* Recorded data *

PR #23, opened 2024-03-12
adopt MLXFast.scaledDotProductAttention

davidkoski:
Same as https://github.com/ml-explore/mlx-examples/pull/515/files

### DIFF
--- a/Libraries/LLM/Gemma.swift
+++ b/Libraries/LLM/Gemma.swift
@@ -2,6 +2,7 @@
 
 import Foundation
 import MLX
+import MLXFast
 import MLXNN
 
 // port of https://github.com/ml-explore/mlx-examples/blob/main/llms/mlx_lm/models/gemma.py
@@ -31,7 +32,6 @@ private class RMSNorm: Module, UnaryLayer {
 private class Attention: Module {
 
     let args: GemmaConfiguration
-    let repeats: Int
     let scale: Float
 
     @ModuleInfo(key: "q_proj") var wq: Linear
@@ -47,8 +47,6 @@ private class Attention: Module {
         let dim = args.hiddenSize
         let heads = args.attentionHeads
         let kvHeads = args.kvHeads
-
-        self.repeats = heads / kvHeads
 
         let headDim = args.headDimensions
         self.scale = pow(Float(headDim), -0.5)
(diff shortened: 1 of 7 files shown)


Libraries/LLM/Gemma.swift
```diff
@@ -91,14 +84,11 @@ private class Attention: Module {
...
-        }
-
-        scores = softMax(scores.asType(.float32), axis: -1).asType(scores.dtype)
-
-        let output = matmul(scores, values).transposed(0, 2, 1, 3).reshaped(B, L, -1)
+        let output = MLXFast.scaledDotProductAttention(
+            queries: queries, keys: keys, values: values, scale: scale, mask: mask
+        )
+        .transposed(0, 2, 1, 3)
+        .reshaped(B, L, -1)
```
davidkoski, line 91: The pattern for `MLXFast.scaledDotProductAttention()`

awni (approved):
Looks great 🚀 !

awni:
Btw am I missing it or are the tests not run for this PR?

davidkoski:
> Btw am I missing it or are the tests not run for this PR?

You are right -- I think I need to adjust the pattern for branch names.

davidkoski:
Fixed the test run

Libraries/LLM/Phi.swift
```diff
@@ -84,15 +78,13 @@ private class PhiAttention: Module {
...
-            scores = scores + mask
-        }
-
-        scores = softMax(scores, axis: -1).asType(values.dtype)
-        let valuesHat = matmul(scores, values).transposed(0, 2, 1, 3).reshaped(B, L, -1)
+        let output = MLXFast.scaledDotProductAttention(
+            queries: queries, keys: keys, values: values, scale: scale, mask: mask
+        )
+        .transposed(0, 2, 1, 3)
+        .reshaped(B, L, -1)
```
awni, line 85: It just occurred to me there is an issue here? I think the output will be in fp32 since you are sending the inputs in fp32 (that will propagate through the rest of the model and slow things way down). We need to explicitly downcast the output after the SDPA (might be good to add a test for that).

davidkoski: ah perhaps -- I guess it would still run, so I didn't notice.

Indeed it now produces float32 instead of float16.  So something like this?

```
            queries: queries, keys: keys, values: values, scale: scale, mask: mask
        )
        .asType(values.dtype)
        .transposed(0, 2, 1, 3)
        .reshaped(B, L, -1)
```

awni: Yea I would make a couple changes here:
1. Cast the output to the values type (as suggested)
2. Don't upcast the keys, because we don't want to store fp32 in the KV cache. Just upcast the queries and let the op handle type promotion.

PR #24, opened 2024-03-13
scroll to bottom when text is generated

davidkoski:
- also restore circleci

### DIFF
--- a/.circleci/config.yml
+++ b/.circleci/config.yml
@@ -43,17 +43,12 @@ workflows:
     when:
       and:
         - matches:
-            pattern: "^(?!pull/)[-_./\\w]+$"
+            pattern: "^(?!pull/)[-\\w]+$"
             value: << pipeline.git.branch >>
         - not: << pipeline.parameters.nightly_build >>
         - not: << pipeline.parameters.weekly_build >>
     jobs:
-      - hold:
-          type: approval
-      - apple/authenticate:
-          context: pr-approval
-      - mac_build_and_test:
-          requires: [ hold ]
+      - mac_build_and_test
 
   prb:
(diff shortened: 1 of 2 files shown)


.circleci/config.yml
```diff
@@ -43,17 +43,12 @@ workflows:
...
         - not: << pipeline.parameters.nightly_build >>
         - not: << pipeline.parameters.weekly_build >>
     jobs:
-      - hold:
-          type: approval
-      - apple/authenticate:
-          context: pr-approval
-      - mac_build_and_test:
-          requires: [ hold ]
+      - mac_build_and_test
```
davidkoski, line 51: Restore changes that were done to try and get non-fork PRs to build but broke main.

davidkoski: OK, it looks like this works -- the caveat is you can't name your branch something like `dkoski/scroll`

awni: I see so `name1/name2` breaks the pattern (I guess that's true in our other repos as well).

Applications/LLMEval/ContentView.swift
```diff
@@ -16,11 +16,21 @@ struct ContentView: View {
...
+                    Text(llm.output)
+                        .textSelection(.enabled)
+
+                        .onChange(of: llm.output) { _, _ in
+                            sp.scrollTo("bottom")
+                        }
+
+                    Spacer()
+                        .frame(width: 1, height: 1)
+                        .id("bottom")
```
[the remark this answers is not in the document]
awni: ❤️  !

awni (approved):
Thanks!!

* What is expected *
Word for word, write out all of the entries again.

* Answer space *
PR #23, opened 2024-03-12
adopt MLXFast.scaledDotProductAttention

davidkoski:
Same as https://github.com/ml-explore/mlx-examples/pull/515/files

### DIFF
--- a/Libraries/LLM/Gemma.swift
+++ b/Libraries/LLM/Gemma.swift
@@ -2,6 +2,7 @@
 
 import Foundation
 import MLX
+import MLXFast
 import MLXNN
 
 // port of https://github.com/ml-explore/mlx-examples/blob/main/llms/mlx_lm/models/gemma.py
@@ -31,7 +32,6 @@ private class RMSNorm: Module, UnaryLayer {
 private class Attention: Module {
 
     let args: GemmaConfiguration
-    let repeats: Int
     let scale: Float
 
     @ModuleInfo(key: "q_proj") var wq: Linear
@@ -47,8 +47,6 @@ private class Attention: Module {
         let dim = args.hiddenSize
         let heads = args.attentionHeads
         let kvHeads = args.kvHeads
-
-        self.repeats = heads / kvHeads
 
         let headDim = args.headDimensions
         self.scale = pow(Float(headDim), -0.5)
(diff shortened: 1 of 7 files shown)


Libraries/LLM/Gemma.swift
```diff
@@ -91,14 +84,11 @@ private class Attention: Module {
...
-        }
-
-        scores = softMax(scores.asType(.float32), axis: -1).asType(scores.dtype)
-
-        let output = matmul(scores, values).transposed(0, 2, 1, 3).reshaped(B, L, -1)
+        let output = MLXFast.scaledDotProductAttention(
+            queries: queries, keys: keys, values: values, scale: scale, mask: mask
+        )
+        .transposed(0, 2, 1, 3)
+        .reshaped(B, L, -1)
```
davidkoski, line 91: The pattern for `MLXFast.scaledDotProductAttention()`

awni (approved):
Looks great 🚀 !

awni:
Btw am I missing it or are the tests not run for this PR?

davidkoski:
> Btw am I missing it or are the tests not run for this PR?

You are right -- I think I need to adjust the pattern for branch names.

davidkoski:
Fixed the test run

Libraries/LLM/Phi.swift
```diff
@@ -84,15 +78,13 @@ private class PhiAttention: Module {
...
-            scores = scores + mask
-        }
-
-        scores = softMax(scores, axis: -1).asType(values.dtype)
-        let valuesHat = matmul(scores, values).transposed(0, 2, 1, 3).reshaped(B, L, -1)
+        let output = MLXFast.scaledDotProductAttention(
+            queries: queries, keys: keys, values: values, scale: scale, mask: mask
+        )
+        .transposed(0, 2, 1, 3)
+        .reshaped(B, L, -1)
```
awni, line 85: It just occurred to me there is an issue here? I think the output will be in fp32 since you are sending the inputs in fp32 (that will propagate through the rest of the model and slow things way down). We need to explicitly downcast the output after the SDPA (might be good to add a test for that).

davidkoski: ah perhaps -- I guess it would still run, so I didn't notice.

Indeed it now produces float32 instead of float16.  So something like this?

```
            queries: queries, keys: keys, values: values, scale: scale, mask: mask
        )
        .asType(values.dtype)
        .transposed(0, 2, 1, 3)
        .reshaped(B, L, -1)
```

awni: Yea I would make a couple changes here:
1. Cast the output to the values type (as suggested)
2. Don't upcast the keys, because we don't want to store fp32 in the KV cache. Just upcast the queries and let the op handle type promotion.

PR #24, opened 2024-03-13
scroll to bottom when text is generated

davidkoski:
- also restore circleci

### DIFF
--- a/.circleci/config.yml
+++ b/.circleci/config.yml
@@ -43,17 +43,12 @@ workflows:
     when:
       and:
         - matches:
-            pattern: "^(?!pull/)[-_./\\w]+$"
+            pattern: "^(?!pull/)[-\\w]+$"
             value: << pipeline.git.branch >>
         - not: << pipeline.parameters.nightly_build >>
         - not: << pipeline.parameters.weekly_build >>
     jobs:
-      - hold:
-          type: approval
-      - apple/authenticate:
-          context: pr-approval
-      - mac_build_and_test:
-          requires: [ hold ]
+      - mac_build_and_test
 
   prb:
(diff shortened: 1 of 2 files shown)


.circleci/config.yml
```diff
@@ -43,17 +43,12 @@ workflows:
...
         - not: << pipeline.parameters.nightly_build >>
         - not: << pipeline.parameters.weekly_build >>
     jobs:
-      - hold:
-          type: approval
-      - apple/authenticate:
-          context: pr-approval
-      - mac_build_and_test:
-          requires: [ hold ]
+      - mac_build_and_test
```
davidkoski, line 51: Restore changes that were done to try and get non-fork PRs to build but broke main.

davidkoski: OK, it looks like this works -- the caveat is you can't name your branch something like `dkoski/scroll`

awni: I see so `name1/name2` breaks the pattern (I guess that's true in our other repos as well).

Applications/LLMEval/ContentView.swift
```diff
@@ -16,11 +16,21 @@ struct ContentView: View {
...
+                    Text(llm.output)
+                        .textSelection(.enabled)
+
+                        .onChange(of: llm.output) { _, _ in
+                            sp.scrollTo("bottom")
+                        }
+
+                    Spacer()
+                        .frame(width: 1, height: 1)
+                        .id("bottom")
```
[the remark this answers is not in the document]
awni: ❤️  !

awni (approved):
Thanks!!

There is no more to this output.